Поднимаюсь, женщина кивает, чтобы я подошла.
– Иди, тесто для хлеба замесить надо, поможешь.
Молча киваю и направляюсь за женщиной на кухню. Быстро мою руки и приступаю к делу.
– Я тебе вот что скажу, кыз, когда на душе смута и в твоей голове рождаются сумасшедшие мысли – займи руки делом. Вот сейчас меси тесто. Прок будет – раз, а во-вторых, черные думы только работой отгоняются. Физическим трудом. Когда тело устает, душа перестает болеть. Я свое горе так пережила.
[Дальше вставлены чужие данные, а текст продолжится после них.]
PR #6014, opened 2023-08-23
Automatically fallback to PSR-0 when class list is unchanged

jasonw4331:
## Introduction

Pharynx is the primary supporting tool for plugins being compiled with external libraries which need shaded. The tool itself is not designed only for pm plugin use though and so outputs PSR-0 plugins without changing the plugin manifest to comply with the changes.

This PR checks whether the known class list is updated after PSR-4 tries to autoload the plugin. If the list is unchanged then PSR-0 is automatically attempted.

### Relevant issues

* https://github.com/SOF3/pharynx/issues/5

### Behavioral changes

`ThreadSafeClassLoader::addPath()` now falls back on PSR-0 when PSR-4 loading returns no results.

## Follow-up

TODO

## Tests

TODO

### DIFF
--- a/changelogs/4.23.md
+++ b/changelogs/4.23.md
@@ -60,3 +60,9 @@ Released 9th August 2023.
 - Fixed `PluginBase->saveResource()` leaking file resources when the data file already exists in the plugin's data folder. This bug existed since 2014 and was only discovered recently.
 - Fixed coral blocks becoming dead after calling `getDropsForCompatibleTool()` on them.
 - Fixed `BlockDeathEvent->getOldState()` returning a block which is already dead.
+
+# 4.23.6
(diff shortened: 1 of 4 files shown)


dktapps:
This seems like a problem for pharynx to fix.

I don't really see how your change makes any difference, anyway. This code doesn't check whether any classes exist yet. This would only change behaviour if `addPath()` is called twice for the same namespace, which we don't do.

SOF3:
I think this is neither the problem of PocketMine nor pharynx, but just of the user adding an unreasonable configuration to their plugin. This is just like cross-compiles a binary on WSL to .exe and complain that WSL isn't smart enough to automatically run .exe binaries on the native windows subsystem.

Отрываю взгляд от теста, смотрю на женщину в черном платке.
– У каждого свой крест, Ярослава, своя боль. Каждый справляется со своим испытанием как может. Я вижу, что ты тоскуешь, но тебе сейчас здесь безопаснее. Тургун знает что делать.
– Он уехал, хотя я просила, объяснила, рассказала обо всем, а ему плевать.
– Монгол никогда не говорит о своих делах, он решает проблемы, и если ты все еще здесь, под крышей его дома – то это лучшее для тебя.
– Нет, просто ему плевать на меня.
Говорю жестко и опять начинаю замешивать тесто, отвлекаюсь, чтобы не разрыдаться.
Вот как так может быть, что мне горько и обидно из-за того, что он меня оставил, уехал и… я тоскую по Монголу так же сильно, как и ненавижу его за бессердечие.
И голос Рении, наполненный горечью, бьет наотмашь:
– Была любовь у Гуна давно…
Замираю на месте, рука так и зависает в воздухе, а я смотрю в глаза женщины.
– Любил он. Сильно. Первая любовь. Говорят, это особый яд, который способен отравить душу.